(Encontro no 606)
Era tarde, o dia havia sido puxado no
trabalho, fomos às compras no supermercado.
Demoramos mais do que deveríamos acabou
anoitecendo, compramos mais do que poderíamos carregar numa moto, então
decidimos que uma de nós levaria um pouco das sacolas de moto e que a outra
levaria o restante de ônibus.
De onde eu estava o ônibus que eu
precisava era o 606, fui para o ponto de espera.
Chegando lá no ponto apenas uma moça
esperando. Era uma moça de cabelos coloridos, e a julgar pelo fato de que os
pontos de ônibus estão sempre cheios,
deduzi que devia ter acabado de passar
um por ali. Portanto, teríamos que esperar pelo menos uns 15 minutos até o
próximo.
Estava escuro, a moça estava encostada na
placa de sinalização do ponto.
Na verdade ela se encostava e desencostava
o tempo todo, não matinha o corpo quieto. Sua expressão era de raiva, ira,
chateação com uma leve sintonia de tristeza.
Eu fiquei uns minutos observando-a.
Era uma moça bonita!
Chegue mais perto dela, mas não muito
perto a ponto de incomodá-la.
Uma outra moça também cheias de sacolas
do mesmo supermercado parou pra falar com ela. Elas se abraçaram, ela sorriu
rapidamente e já fechou o sorriso, começou a reclamar de um imprevisto que
tinha acontecido a ponto de deixá-la nervosa.
Eu bisbilhoteira fiquei ouvindo a
conversa. Na verdade eu não tinha outra opção.
Ela roia os dedos e agitava os pés,
passava a mãos no peito como demonstração da fadiga e do estresse. É!
Definitivamente ela estava estressada. Irritada!
Cheguei perto dela bem sorridente. Li em
algum lugar que quando nós sorrimos para as pessoas, por empatia elas sorriem
também, pois o cérebro comanda estímulos simultâneos. Então cheguei mais perto
sorridente, bem sorridente! Ela sorriu de volta!
Era um sorriso lindo, numa moça de
cabelo colorido.
Lamentei o mal-entendido ocorrido com
ela. E então ela começou a falar sem parar a mesma história que tinha acabado
de falar pra outra moça, que já havia se despedido.
Eu fui sorrindo e falando pra ela se
manter calma, e fui ouvindo o que ela dizia. E ela falava, falava, falava…
O ônibus 606 chegou e eu fiz questão de
me sentar perto dela.
Aí ela continuava falando sem me olhar
nos olhos, acho que isso se dava pela falta de intimidade e pelo ânimo exaltado
que ela estava. Eu falei sobre mim, e ela sobre ela.
Ela não percebeu, mas depois de
desabafar, pelo menos naquele momento ela ficou calma.

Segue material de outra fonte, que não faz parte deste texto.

PR #156, opened 2019-02-05
fix: Lng path corrector unknown lang

capellini:
* Ensure that `fallbackLng` is an array
* `config.whitelist = config.allLanguages`
* `config.load = 'currentOnly'`
* Ensure that `req.i18n.languages` is an array in `lng-from-req` before we proceed with the `find` operation -- if it is not, use `defaultLanguage`

See [comment](https://github.com/isaachinman/next-i18next/issues/137#issuecomment-459844339) in #137.

### DIFF
--- a/src/utils/lng-from-req.js
+++ b/src/utils/lng-from-req.js
@@ -3,7 +3,7 @@ export default (req) => {
   const { allLanguages, defaultLanguage, fallbackLng } = req.i18n.options
 
   const language = req.i18n.languages.find(l => allLanguages.includes(l))
-    || fallbackLng
+    || fallbackLng[0]
     || defaultLanguage
 
   return language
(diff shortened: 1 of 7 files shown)


src/utils/lng-from-req.js
```diff
@@ -2,10 +2,9 @@ export default (req) => {
...
-  const language = req.i18n.languages.find(l => allLanguages.includes(l))
-    || fallbackLng
-    || defaultLanguage
-
-  return language
+  if (Array.isArray(req.i18n.languages) && req.i18n.languages.some(l => allLanguages.includes(l))) {
+    return req.i18n.languages.find(l => allLanguages.includes(l))
+  }
 
+  return fallbackLng[0] || defaultLanguage
```
capellini: We should also be checking to see if fallbackLng is an object here, but since that's a separate issue and this mimics the current functionality of `lngFromReq`, I decided not to change it in this PR.

PR #159, opened 2019-02-05
refactor: Babel setup

isaachinman:
After some further thought, I don't think `rollup` or `webpack` are truly necessary for a lib like this.

The primary consumer of this library are NextJs applications, which will have their own build process to compile both server and client code.

End users can modify their own Babel configuration to target whatever browsers they'd like.

In the end, we should primarily export `es` modules, but it's also useful to export `cjs` for those people who don't want to set up `es` modules for their NodeJs processes.

### DIFF
--- a/.babelrc
+++ b/.babelrc
@@ -1,27 +1,61 @@
 {
-  "presets": [
-    [
-      "@babel/env",
-      {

Bem, pelo menos aparentemente! Por que ela
já não demonstrava isso em sua expressão facial e corporal. Os pés já havia se
acalmando. E as pernas também já haviam parado de se balançar. O corpo não
estava mais na defensiva.
Estava perto do meu ponto de descida.
Eu a cumprimentei, disse que ficasse calma
por que ela era mesmo linda e jovem pra ficar estressada. Tentei animá-la com a
afirmação que estresse causa rugas.
Abri minha bolsa, tirei um dos meus cartões
de visita e disse que escrevia coisas. Estendi a mão e entreguei-o pra ela. Ela
aceitou.
Como poeta é meio que médico de almas,
eu recomendei eu ela lesse poesias pra ficar mais leve. Eu sorri, ela sorriu. Estendi
a mão com um gesto de adeus, e ela também.
Hoje já tem três dias que isso
aconteceu, e isso foi só uma cena do cotidiano, eu sei.
Mas senti que precisava escrever a
importância desde encontro do acaso.
Raramente ando de ônibus, nunca demoro
no supermercado, sempre compro o que consigo carregar, e neste dia o universo
conspirou para que eu precisasse utilizar os serviços do 606. O universo
conspirou para que eu a encontrasse e a ouvisse.
No meio da correria do dia a dia, de
repente tudo o que nós precisamos é de alguém que se disponha em parar pra nos ouvir,
é alguém que apenas sorria para nós.
Acho que só estamos precisando um pouco
disso, entende?
De alguém que pare e nos ouça, nos olhe,
nos abrace ou apenas sorria.
E eu ainda estou aqui pensando em como
encaixar neste texto o que mais me encantou nela no primeiro impacto do olhar, com
toda certeza foram os cabelos coloridos. Como eu poderia me conter em escrever
sobre a conspiração do universo a um encontro com aquela moça de cabelos
coloridos no ônibus 606? Não poderia!